• [Problem details]:
What you return must be every line below that includes the word "precision".

• [Entries provided]:
PR #333, opened 2018-04-04
Clarify transfer fee precision

mDuo13:
The old docs said 9 digits of precision, which is confusing because `TransferRate` values are 10 digits long. (The trick is, you can't change the leading 1 except in the case of the max value `2000000000`.) It's really 9 digits after the decimal point when expressed as a decimal (1.n), which is 7 digits after the decimal if expressed as a percentage (n%).

This change attempts to clear that up without getting too complicated.

Resolves DOC-415


ryangyoung (approved):
👍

• [Written response]:
Clarify transfer fee precision
The old docs said 9 digits of precision, which is confusing because `TransferRate` values are 10 digits long. (The trick is, you can't change the leading 1 except in the case of the max value `2000000000`.) It's really 9 digits after the decimal point when expressed as a decimal (1.n), which is 7 digits after the decimal if expressed as a percentage (n%).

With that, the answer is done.